Directions for this task:
Output the complete listing. Match it exactly.

Supplied information:
+ + + +
PR #1170, opened 2022-12-12
Support to configure ESCs with BLHeli Configurator

victorhook:
This PR adds the ability to configure ESCs through BLHeli Configurator, which has a nicer UI than BLHeliSuite. BLHeli Configurator also runs nicely on Linux, compared to BLHeliSuite which must be used with something like `wine` to work.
+ + + +
Written reply:
PR #1170, opened 2022-12-12
Support to configure ESCs with BLHeli Configurator

victorhook:
This PR adds the ability to configure ESCs through BLHeli Configurator, which has a nicer UI than BLHeliSuite. BLHeli Configurator also runs nicely on Linux, compared to BLHeliSuite which must be used with something like `wine` to work.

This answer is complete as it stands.